The norms governing investments in India by entities/citizens of countries with which India shares a land-border need clearer definitions of ‘beneficial ownership’
The notification doesn't mention any country and covers all countries sharing land-border with India, but China is furious as this adversely affects its commercial relations with India.
China expressed serious displeasure at India at the WTO discussions earlier this month. It is angry with India for putting restrictions on FDI from countries that share a land-border with it, claiming it as discriminatory toward it and violative of the WTO’s principle of non-discrimination.
India has strongly rebutted this; but China remains firm on its stand. China’s pain point is the Government of India’s (GOI) notification that tightened FDI rules to prevent opportunistic takeovers or acquisitions of Indian companies during COVID-19 pandemic. That was done in the wake of People’s Bank of China raising its stake in HDFC. Although, that was a small hike in stake, it was thought of as enough to to cause concern to the Union government, prompting it to come up with these restrictions. The notification doesn’t mention any country and covers all countries sharing land-border with India, but China is furious as this adversely affects its commercial relations with India.
Readers may recall that on April 17, 2020, GoI had issued the Press Note 3 (PN) to amend the FDI policy. Within days of that, the Foreign Exchange Management (Non-debt Instruments) Rules, 2019 were amended and the new policy came into force from April 22, 2020. It provided that an entity of a country, which shares land border with India or is the beneficial owner of an investment in India and is situated in or is a citizen of any such country, can invest in India only with prior approval of GoI.
It has been almost a year now, and, not surprisingly, a constant question has been: What’s happened to investments since this policy change? How has PN been interpreted? It seems GoI hasn’t approved any proposal so far. In fact, additional restrictions have been put on Chinese firms from participating in Indian public procurement bids unless necessary approvals are obtained.
This caused anxiety among FDI investors. Stuck in this situation, particularly with no guidance on what’s meant by beneficial ownership, these investors ran pillar to post to find what is allowed and what is banned under this PN. Bereft of clarity, investors have been taking refuge in the views taken by their bankers (perhaps RBI has also blessed those views) that handle their FDI remittances. It is clear that FDI made directly by an entity based in a country that shares land border with India is not allowed. But, it is the concept of ‘beneficial ownership’ that is confusing.

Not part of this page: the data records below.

PR #130, opened 2017-06-07
Display additional rotation details

camillebaldock:
Displays connection information during additional credential rotation

screen shot 2017-06-07 at 11 54 37 am

### DIFF
--- a/commands/credentials.js
+++ b/commands/credentials.js
@@ -3,7 +3,7 @@
 const co = require('co')
 const cli = require('heroku-cli-util')
 const sortBy = require('lodash.sortby')
-const printf = require('printf')
+const util = require('../lib/util')
 
 function * run (context, heroku) {
   const fetcher = require('../lib/fetcher')(heroku)
@@ -16,22 +16,6 @@ function * run (context, heroku) {
     let attachments = []
     let credentials = []
 
-    function formatAttachment (attachment) {
-      let attName = cli.color.addon(attachment.name)
-
-      let output = [cli.color.dim('as'), attName]
-      let appInfo = `on ${cli.color.app(attachment.app.name)} app`
-      output.push(cli.color.dim(appInfo))
-
-      return output.join(' ')
-    }
-
-    function renderAttachment (attachment, app, isLast) {
-      let line = isLast ? '└─' : '├─'
-      let attName = formatAttachment(attachment)
-      return printf(' %s %s', cli.color.dim(line), attName)
-    }
-
     function presentCredential (cred) {
       let credAttachments = []
       if (cred !== 'default') {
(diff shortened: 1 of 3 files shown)


commands/credentials.js
```diff
@@ -51,11 +52,36 @@ function * run (context, heroku) {
...
+      let credentialStore = credentials.filter(a => a.name === cred)[0]
+      if (credentialStore.state === 'rotating') {
+        let formatted = credentialStore.credentials.map(function (credential, idx) {
+          return {
+            'user': credential.user,
+            'state': credential.state,
+            'connections': credential.connections
+          }
+        })
+        let connectionInformationAvailable = formatted.some(function (c) { return c.connections })
```
msakrejda: Not a big deal, but I find something like `formatted.some((c) => c.connections)` more readable...

commands/credentials.js
```diff
@@ -51,11 +52,36 @@ function * run (context, heroku) {
...
+        if (connectionInformationAvailable) {
+          let prefix = '       '
+          rotationLines.push(`${prefix}Usernames currently active for this credential:`)
+          cli.table(formatted, {
+            printHeader: false,
+            printLine: function (line) { rotationLines.push(line) },
+            columns: [
+              {key: 'user', format: (v, r) => `${prefix}${v}`},
+              {key: 'state', format: (v, r) => (v === 'revoking') ? 'waiting for no connections to be revoked' : v},
```
msakrejda: `'waiting for no connections to be revoked'`?

commands/credentials.js
```diff
@@ -51,11 +52,36 @@ function * run (context, heroku) {
...
+        let formatted = credentialStore.credentials.map(function (credential, idx) {
+          return {
+            'user': credential.user,
+            'state': credential.state,
+            'connections': credential.connections
+          }
+        })
+        let connectionInformationAvailable = formatted.some(function (c) { return c.connections })
+        if (connectionInformationAvailable) {
+          let prefix = '       '
```
msakrejda: This seems like a pretty brittle way to handle this--if the ` ├─ as ` formatting changes at all, this will break. On the other hand, I don't have a great suggestion; maybe this is the best we've got for now.

commands/credentials.js
```diff
@@ -51,11 +52,36 @@ function * run (context, heroku) {
...
+            printLine: function (line) { rotationLines.push(line) },
+            columns: [
+              {key: 'user', format: (v, r) => `${prefix}${v}`},
+              {key: 'state', format: (v, r) => (v === 'revoking') ? 'waiting for no connections to be revoked' : v},
+              {key: 'connections', format: (v, r) => `${v} connections`}
+            ]
+          })
+        }
+      }
+      return [cred].concat(attLines).concat(rotationLines).join('\n')
```
msakrejda: Can we hoist these helper functions out of `run`? It bloats run (just in terms of lines of code) and makes scope issues more confusing.

msakrejda: But it can wait till another PR.

msakrejda (approved):
+1

commands/credentials.js
camillebaldock: yes :-S i want to express the fact that it is in the rotation process at the point where we are waiting for the credential to have no connections before revoking it. any copy suggestion would be super welcome ❤️

msakrejda: Ah, I totally misunderstood the message. I got confused so I think there's room for improvement, but I'm not sure about the copy. I think we can ship as is and revise...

By strict interpretation, beneficial ownership (BO) will mean holding of even one share of an overseas entity that invests in an Indian company. But this will be too rigid and will defeat the policy’s intent. A liberal and a reasonable concept of BO provided in RBI’s KYC Directions, 2016, looks more acceptable. Here, the BO is pegged at holding that is upward of 25% of shares or capital or profits of a company or being able to exercise control over the overseas investing entity. Control means the right to appoint majority directors or to control management or policy decisions.

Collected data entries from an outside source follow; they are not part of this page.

PR #131, opened 2017-06-08
Valid options: only return usable database URLs

camillebaldock:
Given that pg commands do not work when requesting a credential URL, do not suggest the credential URL as a valid options when suggesting what could be used in the command.


msakrejda (approved):
+1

If viewed from this perspective, an overseas entity that is owned to the extent of 25% of shares or above or is controlled by an entity situated in or by a citizen of a country that shares a land-border with India, will be hit by the PN and will thus require GoI’s approval. Conversely, no approval of GoI will be required, if the BO is not so held.

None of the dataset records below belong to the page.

PR #392, opened 2023-03-27
ON-30467 # add validation css class to repeatable set element

divporter:


src/form-elements/FormElementRepeatableSet.tsx
```diff
@@ -109,8 +109,16 @@ function FormElementRepeatableSet({
     formElementConditionallyShown.type === 'repeatableSet'
       ? formElementConditionallyShown.entries
       : {}
+
+  let validationClass = ''
+  if (displayValidationMessage) {
+    validationClass = formElementValidation
+      ? 'ob-repeatable-set-element__invalid'
+      : 'ob-repeatable-set-element__valid'
+  }
```
Zaxist, line 118: Could do 
```
const validationClass = displayValidationMessage && formElementValidation ? 'ob-repeatable-set-element__invalid' : 'ob-repeatable-set-element__valid'
```

Up to you though

mymattcarroll: Dave, your logic will result in no class unless `displayValidationMessage` is `true`.

Zac's logic will result in a class always being added.

The section element works like Zac's proposal so I would suggested implementing it (if the section element logic is what we are going for)

divporter: I don't like the idea of showing the valid class when the user has not done anything.  Which is the way section elements work, although the implementation may be a bit different.  When the form opens there should be neither valid nor invalid class on the element.

divporter: ie section elements have no classes when the form loads

mymattcarroll: The section element will only show the `valid` class if everything in the section is valid. If you navigate to the form and the section element contains required elements that have no value, it will not have `valid` class. It will also not have the `invalid` class until `displayValidationMessage` is true (which is trigger but navigating to another page, pressing submit, or collapsing the section). Thinking this through, I don't think either of your proposals matches the section element logic 🤔.

Zaxist: That sounds like Dave's code would do just that.

Zaxist: Or is it not doing this part 

> If you navigate to the form and the section element contains required elements that have no value, it will not have valid class.

divporter: Dave's code will do it

mymattcarroll: Daves code does this:

> The `valid` class will only be applied if `displayValidationMessage` is true (which is triggered by the user navigating to another page or pressing submit)

The logic we want is

> The `valid` class will be applied if everything in the section is valid (which is determined by `formElementValidation` not having a value)

mymattcarroll: I believe the logic we want could be implemented like so:

```
const validationClass = React.useMemo(() => {
  if (!formElementValidation) {
    return 'ob-repeatable-set-element__valid'
  }
  if (displayValidationMessage) {
    return 'ob-repeatable-set-element__invalid'
  }
}, [])
```

divporter: Ah yeah, better update the others then.

divporter: Sounds like a job for a hooky hook.

src/components/renderer/OneBlinkFormElements.tsx
```diff
@@ -136,10 +136,13 @@ function OneBlinkFormElements<T extends FormTypes._NestedElementsElement>({
...
         let validationClass = ''
-        if (displayValidationMessages && !('elements' in element)) {
-          validationClass = formElementsValidation?.[element.name]
-            ? 'ob-element__invalid'
-            : 'ob-element__valid'
+        if (!('elements' in element)) {
+          if (!formElementsValidation?.[element.name]) {
+            validationClass = 'ob-element__valid'
+          }
+          if (displayValidationMessages) {
```
Zaxist, line 143: Won't this overwrite the above? They are not mutually exclusive are they?

src/hooks/useValidationClass.ts
```diff
@@ -0,0 +1,31 @@
...
+  formElementsValid: boolean
+  displayValidationMessage: boolean
+  validClassName: string
+  invalidClassName: string
+}): {
+  validationClassName: string
+  valid: boolean
+} {
+  return React.useMemo(() => {
+    if (!formElementsValid) {
```
Zaxist, line 18:
```suggestion
    if (formElementsValid) {
```
Should be the other way around, no?

src/form-elements/FormElementSection.tsx
```diff
@@ -33,16 +34,15 @@ function FormElementSection<T extends FormTypes._NestedElementsElement>({
...
-  const isInvalid = React.useMemo(() => {
-    return (
-      displayValidationMessage &&
-      checkSectionValidity(element, props.formElementsValidation)
-    )
-  }, [displayValidationMessage, element, props.formElementsValidation])
-
-  const isValid = React.useMemo(() => {
-    return !checkSectionValidity(element, props.formElementsValidation)
-  }, [element, props.formElementsValidation])
```
mymattcarroll, line 45: I would leave this hook here and pass `isValid` as `formElementsValid` as the `checkSectionValidity()` could contain multiple iterations, it will benefit from being memo'd.

src/components/renderer/OneBlinkFormElements.tsx
divporter: yeah I fixed this badness

src/hooks/useValidationClass.ts
divporter: Also fixed that badness

src/form-elements/FormElementSection.tsx
divporter: Good idea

In the context of control, a critical issue that arises is whether a portfolio manager (PM) or general partner (GP) of a PE fund will be said to be controlling that fund, such that if its PM or GP is a citizen of these restricted countries, then that PE fund will also get hit by PN. Control means controlling management or policy decisions. Any investment decision taken by PM or GM regarding PE fund’s investee companies or how the PE fund should vote on resolutions of its investee companies are decisions taken by the PM in the role of a PM (just like a CEO takes decisions); that does not mean that PM is controlling the management or policy decisions in the manner contemplated in the definition of control. PM’s role is administrative and not of someone controlling management or policy decisions. So, in such situations, the PE fund should be allowed to invest in Indian companies.